- Develop a family budget. If you have never done this before, use your receipts from the last six months to develop it so you can better determine what you are spending. In addition to predicatable costs like car payments and rent, this method will allow you to factor in unexpected expenses such as illnesses and car repairs.
- Eliminate, or at least reduce, debt. As a general rule, lenders look for a total debt load of less than 36% of your take home income. Since this percentage includes your mortgage, which should be less than 25%-28% of your take home, you need to lower the rest of your debt (preferably eliminate your debt) including loans on your car, student loans, and credit-card balances to less than about 10% of your income.
- Reign in expenses. Rent and utilities are easy to budget for. However, little expenses can also add up. Keep a spending journal or use a cash envelope system to track your spending. You may find some great ways to “trim the fat” or get big bargains.

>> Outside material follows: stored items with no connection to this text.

PR #279, opened 2021-07-01
feat: add support for `current` and `latest` aliases

### LINKED ISSUE #257: Support `latest` as a version alias for the latest Node version
#26 discusses supporting several types of aliases. That discussion has been going on for a long time. It seems the main complications revolve around how to deal with `lts`.

For those of us who don't care about `lts` and just want `latest` so that we can test that our work works on latest Node automatically, could we please get support for `latest` first and let #26 focus on the subtleties of `lts` and how to implement that? It seems like these two aliases do not need to be grouped into a single feature release, in fact, it looks, like implementing them separately would simplify things and potentially make it possible to provide `latest` soon.

Divlo:
Fixes #257 

The goal of this PR is to support `current` as alias for the `node-version` array.
I thought that `current` is a better name than `latest` because the actual name from Node.js is `current` but we can support both aliases if we really want to.

Currently, this is a Work In Progress, I don't know much of this codebase, so I would appreciate some help.
I'm new to the world of developing GitHub Actions, I always use them but never develop them 😆, I saw that you can test if it actually works with the tool [nektos/act](https://github.com/nektos/act).
So I ran this command : `act -j current-syntax` and it seems to work, but it is not caching the Node.js version yet.

**EDIT:** I also added the `latest` alias.


Divlo:
cc @maxim-lobanov

TomasHubelbauer:
I'd like to request that 'latest' also be supported, however even without it this would be great to have! Thank you for making the PR

Divlo:
> I'd like to request that 'latest' also be supported, however even without it this would be great to have! Thank you for making the PR

Done! :+1: 
I also added the `latest` alias in addition to the `current` one.

Tungbengok:
Dowload ?

Divlo:
From https://github.com/actions/setup-node/pull/278#issuecomment-881615296
> We will be ready to cut new action release at the begin of next week.

Could you review this PR and maybe include it in the next release if possible and everything is good to go, please ? :smile: @maxim-lobanov

Artek199 (approved):

Kikobeats:
any chance to merge this?

demurgos:
Hi,
It's been two months: is there any news about this PR?

Divlo:
Thanks for your interest. @Kikobeats and @demurgos
 
I'm happy to continue to work on this PR if it's needed.
The main problem currently is that it is not caching the Node.js version, it's downloading again Node.js even if the current release hasn't changed.
That means it's slower than it should be, at least it works. :smile:
But to set up caching, I would need some help from the maintainers.

Divlo:
> Hello @Divlo. Thank you for your pull request. Could please attach link to the documentation for the `current` alias ? If I understood well, it should install the latest (lts/non lts) version ? My main concern is about that the latest alias is more obvious.

Updated README and resolved the conflicts. :+1: 
Yes, it installs the latest Node.js version (for example currently it is v17.3.1).
The `latest` alias might be more obvious but the real name is `current` as you can see on the [Node.js website](https://nodejs.org/).

image

aivus:
Latest is also used in the dists:
https://nodejs.org/dist/latest/

dominykas:
Just a memory dump of prior art:

- `current` is the official terminology as per https://nodejs.org/en/about/releases/
- `nvm` does not support `current` or `latest`, but it does support `node` (and a deprecated alias for that: `stable`).
- Travis CI (reference CI for a very long time in the Node.js ecosystem) does support `latest` (and pulls in the "current (stable) release"), but I think it does that because it installs `node` via nvm when the keyword is unsupported, rather than `latest` being explicitly supported (if I remember correctly from the research I did for https://github.com/pkgjs/detect-node-support)
- https://github.com/pkgjs/nv (reference package from https://github.com/nodejs/package-maintenance WG) supports `current` (alias meaning the same as `node` from `nvm`)

I'd argue `latest` should not be supported explicitly.

jehon:
Could it be that the two would exists ? "current" and "latest" being synonyms ?

dominykas:
My thinking is that "latest" can be misleading, esp. in the context of there being "latest in a release line", "latest LTS", etc. I'd rather have `latest` not work and error out, so that people do not pick that up and try to use it elsewhere, eventually leading to further confusion.

I could be wrong in my thinking, of course. I'll try to dig out some more discussion threads about this for reference.

dominykas:
I guess a lot of threads can be followed from https://github.com/nodejs/package-maintenance/issues/236

I do have to admit, that I have an issue open on `nvm` side to support `latest` myself, but ideally these keywords should all be converging...

Divlo:
@dmitry-shibanov Friendly ping. :smile:

What is needed to merge this PR?

milleniait:
Join the All New Cross chain project Dogelana $DGLN.

Doge and Solana introduces the best and fastest Network on Blockchain.
Join us to partake in our IEO/ICO/NFT GIVEAWAY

- Increase your income. Taking a second, part-time job may be necessary to qualify. However, paying down your other debt and/or taking a higher paying job may be a better option.
- Save for a larger downpayment. With the many options for zero-down or low-down mortgages, it can be easy to get a loan. However, a larger down payment of 20% or more can earn you a better rate a lower overall cost.
- Create a home fund. Be intentional with your savings. Designate a set amount each month to save towards your home. Treat it like a bill. When you buy a home, apply your additional savings to your monthly principal to shorten the life of your loan.
- Keep your job. While you dont need to be in the same job forever to qualify, having a job for less than two years may mean you have to pay a higher interest rate.